* _TASK PROMPT_: Search the entries below for the line containing "## Solution"; from there to the end, return every line exactly and add nothing.

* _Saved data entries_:
|---|
PR #3206, opened 2025-02-02
core: replace Once::data inner type to MaybeUninit

iamlockon:
There is a TODO suggesting we should use mem::uninitialized to replace Option, but since the suggested function is deprecated, we should use MaybeUninit instead. This PR makes exactly that change.

## Motivation
I am learning tracing source code, and spotted this TODO and feel I might be able to help address this one.

## Solution
Updated the Once::data inner type from `Option<T>` to `MaybeUninit<T>`.

### DIFF
--- a/tracing-core/src/spin/once.rs
+++ b/tracing-core/src/spin/once.rs
@@ -2,6 +2,7 @@ use core::cell::UnsafeCell;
|---|
* _OUTPUT_:
## Solution
Updated the Once::data inner type from `Option<T>` to `MaybeUninit<T>`.

### DIFF
--- a/tracing-core/src/spin/once.rs
+++ b/tracing-core/src/spin/once.rs
@@ -2,6 +2,7 @@ use core::cell::UnsafeCell;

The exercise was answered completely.